> _DIRECTIONS_: Lines from the one containing "authentication request could" through the last line of the records below are to be repeated exactly.

Stored data:

PR #4200, opened 2020-09-07
CA-344268: Fix timing issue in PBIS available check

lippirk:
If the lwsmd service has only just started when xapi checks to see
whether PBIS / AD is available, then removing the KRBTGT user from
the PBIS cache fails. This is not a problem, but we should try again
to remove KRBTGT from the cache rather than erroring out completely.

To remedy this, we move the call to `ad-cache --delete-user` inside
the retry loop. Additionally, the retry loop has been decoupled from the
checking

This was tested by running a thread which restarts lwsmd periodically,
and then restarting xapi:

```
$ restart_lwsmd () { while true; do systemctl restart lwsmd; sleep 3; done; }
$ restart_lwsmd &
$ systemctl restart xapi
```

Unfortunately this only catches the issue some of the time; after
restarting xapi potentially several times, you should see the following
in xensource.log:

Auth_signature.Auth_failure("The authentication request could not be handled")

### DIFF
--- a/ocaml/xapi/extauth_plugin_ADpbis.ml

> _ANSWER BELOW_:
Auth_signature.Auth_failure("The authentication request could not be handled")

### DIFF
--- a/ocaml/xapi/extauth_plugin_ADpbis.ml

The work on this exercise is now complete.